- _Your goal_
Nothing is needed except the lines below that run from the one with "tedinski: Yah, the" through the one with "I don't understand, could", repeated exactly.

*** Dataset content

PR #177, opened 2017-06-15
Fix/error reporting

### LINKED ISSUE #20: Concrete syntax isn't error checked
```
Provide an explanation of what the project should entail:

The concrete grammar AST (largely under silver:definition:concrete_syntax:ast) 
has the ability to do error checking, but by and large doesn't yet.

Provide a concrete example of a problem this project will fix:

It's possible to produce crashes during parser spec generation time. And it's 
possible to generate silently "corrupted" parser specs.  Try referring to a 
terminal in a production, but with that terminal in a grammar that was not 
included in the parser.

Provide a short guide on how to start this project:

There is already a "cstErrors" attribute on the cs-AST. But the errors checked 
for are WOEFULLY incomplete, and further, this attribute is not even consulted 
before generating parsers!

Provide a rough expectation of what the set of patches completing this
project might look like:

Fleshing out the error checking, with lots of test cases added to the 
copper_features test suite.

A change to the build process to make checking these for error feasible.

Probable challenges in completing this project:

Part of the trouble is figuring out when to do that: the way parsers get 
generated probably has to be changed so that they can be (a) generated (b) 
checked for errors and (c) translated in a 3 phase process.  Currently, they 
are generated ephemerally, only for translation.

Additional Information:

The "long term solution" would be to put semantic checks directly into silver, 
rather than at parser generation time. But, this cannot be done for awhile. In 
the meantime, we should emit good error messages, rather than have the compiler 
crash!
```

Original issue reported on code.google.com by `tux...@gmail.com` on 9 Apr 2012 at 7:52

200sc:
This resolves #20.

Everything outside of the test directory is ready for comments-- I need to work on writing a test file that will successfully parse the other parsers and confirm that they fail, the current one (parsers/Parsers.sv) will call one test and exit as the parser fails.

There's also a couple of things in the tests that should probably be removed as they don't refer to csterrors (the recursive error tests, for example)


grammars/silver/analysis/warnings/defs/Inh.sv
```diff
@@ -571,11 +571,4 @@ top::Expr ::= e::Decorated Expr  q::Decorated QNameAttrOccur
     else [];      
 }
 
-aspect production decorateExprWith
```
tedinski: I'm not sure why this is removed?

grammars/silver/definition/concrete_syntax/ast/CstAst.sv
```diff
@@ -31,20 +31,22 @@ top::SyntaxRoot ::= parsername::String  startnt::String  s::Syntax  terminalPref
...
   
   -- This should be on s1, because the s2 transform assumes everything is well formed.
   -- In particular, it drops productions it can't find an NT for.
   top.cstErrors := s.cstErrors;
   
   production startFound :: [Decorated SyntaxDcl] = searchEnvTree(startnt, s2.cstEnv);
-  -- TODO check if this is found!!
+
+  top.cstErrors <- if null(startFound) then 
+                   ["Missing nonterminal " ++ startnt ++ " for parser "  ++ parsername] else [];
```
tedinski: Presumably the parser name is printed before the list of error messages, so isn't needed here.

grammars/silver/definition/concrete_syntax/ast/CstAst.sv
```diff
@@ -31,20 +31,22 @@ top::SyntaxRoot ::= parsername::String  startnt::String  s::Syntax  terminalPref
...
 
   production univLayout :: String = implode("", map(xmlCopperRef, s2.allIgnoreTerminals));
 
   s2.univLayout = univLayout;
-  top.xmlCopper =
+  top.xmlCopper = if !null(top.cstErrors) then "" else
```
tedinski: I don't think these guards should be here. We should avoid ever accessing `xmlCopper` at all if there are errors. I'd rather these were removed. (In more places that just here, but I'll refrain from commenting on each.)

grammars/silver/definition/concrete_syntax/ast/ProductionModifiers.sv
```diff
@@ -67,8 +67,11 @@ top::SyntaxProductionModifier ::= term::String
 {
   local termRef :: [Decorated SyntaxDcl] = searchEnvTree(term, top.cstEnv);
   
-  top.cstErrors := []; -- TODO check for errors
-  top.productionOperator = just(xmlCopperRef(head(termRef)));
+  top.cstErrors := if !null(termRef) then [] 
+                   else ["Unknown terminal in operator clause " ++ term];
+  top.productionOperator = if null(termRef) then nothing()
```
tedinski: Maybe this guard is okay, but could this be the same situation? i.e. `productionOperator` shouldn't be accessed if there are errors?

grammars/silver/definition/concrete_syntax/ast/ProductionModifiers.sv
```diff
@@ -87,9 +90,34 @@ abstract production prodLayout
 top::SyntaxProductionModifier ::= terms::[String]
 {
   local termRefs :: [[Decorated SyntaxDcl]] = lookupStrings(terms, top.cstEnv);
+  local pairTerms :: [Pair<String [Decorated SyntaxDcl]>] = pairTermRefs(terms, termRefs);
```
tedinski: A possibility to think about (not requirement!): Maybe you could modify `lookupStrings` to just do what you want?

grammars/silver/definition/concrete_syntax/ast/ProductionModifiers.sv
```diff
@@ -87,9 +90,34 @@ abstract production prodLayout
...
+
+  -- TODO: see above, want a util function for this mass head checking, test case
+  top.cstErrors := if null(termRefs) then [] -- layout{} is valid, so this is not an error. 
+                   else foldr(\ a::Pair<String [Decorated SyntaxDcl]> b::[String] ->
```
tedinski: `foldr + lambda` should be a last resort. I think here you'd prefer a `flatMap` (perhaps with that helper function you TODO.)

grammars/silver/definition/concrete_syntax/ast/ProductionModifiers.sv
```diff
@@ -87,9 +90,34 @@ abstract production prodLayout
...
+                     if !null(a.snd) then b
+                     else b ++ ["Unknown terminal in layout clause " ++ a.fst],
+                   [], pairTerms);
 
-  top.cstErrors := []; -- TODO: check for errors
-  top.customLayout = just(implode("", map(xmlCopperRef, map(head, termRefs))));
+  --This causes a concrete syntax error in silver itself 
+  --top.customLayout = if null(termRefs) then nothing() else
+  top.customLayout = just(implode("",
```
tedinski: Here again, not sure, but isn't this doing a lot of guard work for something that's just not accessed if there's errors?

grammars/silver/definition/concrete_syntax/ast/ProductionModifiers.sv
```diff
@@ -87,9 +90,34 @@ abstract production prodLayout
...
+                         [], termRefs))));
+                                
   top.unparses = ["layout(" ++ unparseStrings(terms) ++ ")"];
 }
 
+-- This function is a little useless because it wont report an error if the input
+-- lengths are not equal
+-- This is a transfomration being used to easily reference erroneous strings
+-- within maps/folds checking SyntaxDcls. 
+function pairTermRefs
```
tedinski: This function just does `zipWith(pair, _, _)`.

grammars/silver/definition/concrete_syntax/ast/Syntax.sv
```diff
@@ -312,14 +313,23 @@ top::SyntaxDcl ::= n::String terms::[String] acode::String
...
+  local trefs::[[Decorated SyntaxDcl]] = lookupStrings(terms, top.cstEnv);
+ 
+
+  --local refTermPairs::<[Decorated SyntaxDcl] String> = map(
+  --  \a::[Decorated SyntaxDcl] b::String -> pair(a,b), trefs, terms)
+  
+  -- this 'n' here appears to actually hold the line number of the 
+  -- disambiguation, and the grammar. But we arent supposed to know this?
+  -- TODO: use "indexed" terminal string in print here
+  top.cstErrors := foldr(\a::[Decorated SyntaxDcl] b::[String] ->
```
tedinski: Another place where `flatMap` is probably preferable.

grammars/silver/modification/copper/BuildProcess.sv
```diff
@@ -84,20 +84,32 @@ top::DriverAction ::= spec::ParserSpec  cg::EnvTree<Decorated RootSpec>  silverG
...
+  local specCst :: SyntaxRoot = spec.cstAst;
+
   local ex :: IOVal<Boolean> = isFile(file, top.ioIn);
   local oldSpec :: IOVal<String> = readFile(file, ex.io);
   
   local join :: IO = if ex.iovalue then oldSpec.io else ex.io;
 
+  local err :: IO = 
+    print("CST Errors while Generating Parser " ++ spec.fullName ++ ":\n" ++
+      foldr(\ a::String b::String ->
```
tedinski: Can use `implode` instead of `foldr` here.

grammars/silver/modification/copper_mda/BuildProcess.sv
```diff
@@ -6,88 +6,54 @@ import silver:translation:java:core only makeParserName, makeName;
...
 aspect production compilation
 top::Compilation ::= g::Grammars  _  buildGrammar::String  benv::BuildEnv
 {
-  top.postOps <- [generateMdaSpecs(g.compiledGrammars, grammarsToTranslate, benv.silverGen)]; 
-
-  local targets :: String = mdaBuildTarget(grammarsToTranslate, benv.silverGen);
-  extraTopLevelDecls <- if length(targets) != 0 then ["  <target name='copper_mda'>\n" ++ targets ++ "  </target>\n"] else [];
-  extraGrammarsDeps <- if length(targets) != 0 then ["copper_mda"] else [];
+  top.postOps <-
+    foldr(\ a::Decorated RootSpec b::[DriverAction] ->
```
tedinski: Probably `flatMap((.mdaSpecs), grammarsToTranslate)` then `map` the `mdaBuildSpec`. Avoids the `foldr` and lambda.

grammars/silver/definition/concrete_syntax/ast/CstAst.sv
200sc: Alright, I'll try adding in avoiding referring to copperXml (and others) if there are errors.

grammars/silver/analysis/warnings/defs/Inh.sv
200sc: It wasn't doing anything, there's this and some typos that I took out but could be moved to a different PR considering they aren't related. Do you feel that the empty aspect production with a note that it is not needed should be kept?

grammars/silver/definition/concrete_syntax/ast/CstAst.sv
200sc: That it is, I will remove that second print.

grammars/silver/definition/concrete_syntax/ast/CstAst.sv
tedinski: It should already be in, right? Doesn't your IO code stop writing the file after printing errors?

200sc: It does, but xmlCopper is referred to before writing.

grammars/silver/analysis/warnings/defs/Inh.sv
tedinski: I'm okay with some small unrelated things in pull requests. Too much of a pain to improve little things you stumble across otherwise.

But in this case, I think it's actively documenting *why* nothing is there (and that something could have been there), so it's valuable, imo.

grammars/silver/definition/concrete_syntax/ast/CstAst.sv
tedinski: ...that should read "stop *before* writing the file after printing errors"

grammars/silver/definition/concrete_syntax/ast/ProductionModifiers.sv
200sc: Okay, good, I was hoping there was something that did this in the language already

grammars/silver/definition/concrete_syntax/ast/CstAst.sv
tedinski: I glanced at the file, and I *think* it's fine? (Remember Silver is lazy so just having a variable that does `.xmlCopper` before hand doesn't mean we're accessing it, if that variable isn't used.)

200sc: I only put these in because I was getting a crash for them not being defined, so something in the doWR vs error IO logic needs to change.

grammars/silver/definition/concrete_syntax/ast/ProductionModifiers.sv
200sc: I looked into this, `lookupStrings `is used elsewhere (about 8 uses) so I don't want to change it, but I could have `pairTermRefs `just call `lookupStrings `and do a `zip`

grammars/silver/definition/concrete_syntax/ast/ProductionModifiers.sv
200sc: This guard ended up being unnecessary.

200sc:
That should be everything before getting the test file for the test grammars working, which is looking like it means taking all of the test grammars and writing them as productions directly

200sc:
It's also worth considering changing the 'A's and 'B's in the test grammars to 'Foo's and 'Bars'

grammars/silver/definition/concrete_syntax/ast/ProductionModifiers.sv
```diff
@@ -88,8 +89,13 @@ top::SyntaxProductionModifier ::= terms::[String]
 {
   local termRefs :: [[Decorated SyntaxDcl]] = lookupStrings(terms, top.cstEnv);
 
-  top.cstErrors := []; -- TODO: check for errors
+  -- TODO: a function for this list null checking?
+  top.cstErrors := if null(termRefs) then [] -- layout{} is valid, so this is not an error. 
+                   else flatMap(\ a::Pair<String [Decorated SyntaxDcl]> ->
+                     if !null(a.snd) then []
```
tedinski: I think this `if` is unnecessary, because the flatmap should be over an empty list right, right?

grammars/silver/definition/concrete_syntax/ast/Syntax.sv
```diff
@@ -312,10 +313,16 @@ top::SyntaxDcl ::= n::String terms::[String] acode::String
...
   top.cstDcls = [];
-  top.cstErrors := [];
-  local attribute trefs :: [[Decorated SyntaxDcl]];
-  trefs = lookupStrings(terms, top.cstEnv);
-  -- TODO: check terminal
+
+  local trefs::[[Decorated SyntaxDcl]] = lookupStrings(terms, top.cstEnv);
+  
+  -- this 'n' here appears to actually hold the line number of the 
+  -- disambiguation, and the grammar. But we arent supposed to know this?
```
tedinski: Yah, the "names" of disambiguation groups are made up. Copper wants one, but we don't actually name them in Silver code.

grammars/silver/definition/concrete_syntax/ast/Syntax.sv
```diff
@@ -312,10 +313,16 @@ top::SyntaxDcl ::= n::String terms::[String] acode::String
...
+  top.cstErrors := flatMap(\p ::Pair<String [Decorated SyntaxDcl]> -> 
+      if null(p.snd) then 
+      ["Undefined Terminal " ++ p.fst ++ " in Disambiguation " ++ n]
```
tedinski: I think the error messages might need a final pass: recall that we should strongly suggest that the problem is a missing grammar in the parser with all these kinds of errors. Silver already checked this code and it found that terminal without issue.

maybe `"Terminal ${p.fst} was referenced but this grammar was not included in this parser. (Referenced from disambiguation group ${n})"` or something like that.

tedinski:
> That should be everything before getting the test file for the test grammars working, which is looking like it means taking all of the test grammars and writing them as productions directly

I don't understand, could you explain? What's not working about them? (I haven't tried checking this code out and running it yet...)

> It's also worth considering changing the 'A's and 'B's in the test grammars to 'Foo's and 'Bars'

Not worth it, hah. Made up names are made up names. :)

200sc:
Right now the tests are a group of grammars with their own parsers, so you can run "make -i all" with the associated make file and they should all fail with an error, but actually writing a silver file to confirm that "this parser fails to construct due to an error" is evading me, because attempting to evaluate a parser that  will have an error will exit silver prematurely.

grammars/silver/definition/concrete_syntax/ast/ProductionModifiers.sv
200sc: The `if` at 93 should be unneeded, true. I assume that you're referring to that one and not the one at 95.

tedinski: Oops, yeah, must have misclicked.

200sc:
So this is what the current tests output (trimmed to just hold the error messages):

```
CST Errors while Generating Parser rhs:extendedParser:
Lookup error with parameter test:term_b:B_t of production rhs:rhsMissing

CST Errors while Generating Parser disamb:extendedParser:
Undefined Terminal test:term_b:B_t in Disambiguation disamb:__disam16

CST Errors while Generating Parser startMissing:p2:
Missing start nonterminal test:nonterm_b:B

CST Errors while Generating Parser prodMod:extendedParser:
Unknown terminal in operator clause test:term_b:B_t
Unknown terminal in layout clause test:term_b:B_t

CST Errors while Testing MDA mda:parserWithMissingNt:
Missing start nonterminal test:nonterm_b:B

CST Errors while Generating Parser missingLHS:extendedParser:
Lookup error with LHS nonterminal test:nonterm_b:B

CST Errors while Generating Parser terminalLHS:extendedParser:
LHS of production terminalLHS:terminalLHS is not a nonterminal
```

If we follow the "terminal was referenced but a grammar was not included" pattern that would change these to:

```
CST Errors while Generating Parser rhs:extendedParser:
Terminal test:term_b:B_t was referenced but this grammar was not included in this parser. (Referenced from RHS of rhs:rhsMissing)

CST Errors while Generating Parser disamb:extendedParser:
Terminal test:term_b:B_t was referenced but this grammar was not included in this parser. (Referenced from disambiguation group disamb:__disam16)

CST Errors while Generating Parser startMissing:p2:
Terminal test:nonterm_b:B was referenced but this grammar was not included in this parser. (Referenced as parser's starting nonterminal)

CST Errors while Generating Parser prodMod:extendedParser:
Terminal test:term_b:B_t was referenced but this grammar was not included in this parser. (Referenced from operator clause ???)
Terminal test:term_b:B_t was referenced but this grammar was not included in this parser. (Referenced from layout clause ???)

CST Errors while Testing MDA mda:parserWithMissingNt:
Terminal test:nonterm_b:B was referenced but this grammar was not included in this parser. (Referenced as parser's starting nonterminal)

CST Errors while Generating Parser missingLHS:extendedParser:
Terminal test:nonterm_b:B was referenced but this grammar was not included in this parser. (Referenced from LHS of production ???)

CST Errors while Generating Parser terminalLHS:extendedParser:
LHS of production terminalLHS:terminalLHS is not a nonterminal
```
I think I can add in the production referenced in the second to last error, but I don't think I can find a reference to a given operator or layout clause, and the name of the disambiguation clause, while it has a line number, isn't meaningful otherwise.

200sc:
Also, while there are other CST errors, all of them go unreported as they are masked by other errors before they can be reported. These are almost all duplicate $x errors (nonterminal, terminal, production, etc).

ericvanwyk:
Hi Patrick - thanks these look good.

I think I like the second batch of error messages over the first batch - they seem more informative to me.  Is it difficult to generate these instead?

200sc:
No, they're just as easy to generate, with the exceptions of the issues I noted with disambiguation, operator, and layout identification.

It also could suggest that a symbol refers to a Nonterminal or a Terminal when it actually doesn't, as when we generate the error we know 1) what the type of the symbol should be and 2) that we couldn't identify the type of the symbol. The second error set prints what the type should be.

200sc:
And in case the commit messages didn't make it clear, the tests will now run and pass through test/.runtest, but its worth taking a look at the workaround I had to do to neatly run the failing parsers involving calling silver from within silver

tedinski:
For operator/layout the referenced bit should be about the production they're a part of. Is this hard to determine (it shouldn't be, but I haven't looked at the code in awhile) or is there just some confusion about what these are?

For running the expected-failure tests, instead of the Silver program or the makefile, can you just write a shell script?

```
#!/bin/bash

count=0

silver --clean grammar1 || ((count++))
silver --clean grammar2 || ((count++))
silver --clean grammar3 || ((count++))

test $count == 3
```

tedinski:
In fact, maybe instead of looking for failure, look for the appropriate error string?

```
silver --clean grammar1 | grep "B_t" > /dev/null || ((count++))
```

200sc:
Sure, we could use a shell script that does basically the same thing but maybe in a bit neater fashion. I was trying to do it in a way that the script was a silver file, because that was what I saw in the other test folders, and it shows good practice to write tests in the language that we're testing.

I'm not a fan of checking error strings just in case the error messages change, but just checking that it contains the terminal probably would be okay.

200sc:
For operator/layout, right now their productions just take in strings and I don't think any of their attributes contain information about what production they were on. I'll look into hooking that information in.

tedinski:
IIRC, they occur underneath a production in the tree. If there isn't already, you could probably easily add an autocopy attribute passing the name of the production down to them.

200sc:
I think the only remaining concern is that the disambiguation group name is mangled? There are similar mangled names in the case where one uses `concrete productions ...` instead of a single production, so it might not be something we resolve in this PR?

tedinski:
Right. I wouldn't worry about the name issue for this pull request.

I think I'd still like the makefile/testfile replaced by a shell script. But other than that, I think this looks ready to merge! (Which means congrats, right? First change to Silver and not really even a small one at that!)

******

- _Your response_
tedinski: Yah, the "names" of disambiguation groups are made up. Copper wants one, but we don't actually name them in Silver code.

grammars/silver/definition/concrete_syntax/ast/Syntax.sv
```diff
@@ -312,10 +313,16 @@ top::SyntaxDcl ::= n::String terms::[String] acode::String
...
+  top.cstErrors := flatMap(\p ::Pair<String [Decorated SyntaxDcl]> -> 
+      if null(p.snd) then 
+      ["Undefined Terminal " ++ p.fst ++ " in Disambiguation " ++ n]
```
tedinski: I think the error messages might need a final pass: recall that we should strongly suggest that the problem is a missing grammar in the parser with all these kinds of errors. Silver already checked this code and it found that terminal without issue.

maybe `"Terminal ${p.fst} was referenced but this grammar was not included in this parser. (Referenced from disambiguation group ${n})"` or something like that.

tedinski:
> That should be everything before getting the test file for the test grammars working, which is looking like it means taking all of the test grammars and writing them as productions directly

I don't understand, could you explain? What's not working about them? (I haven't tried checking this code out and running it yet...)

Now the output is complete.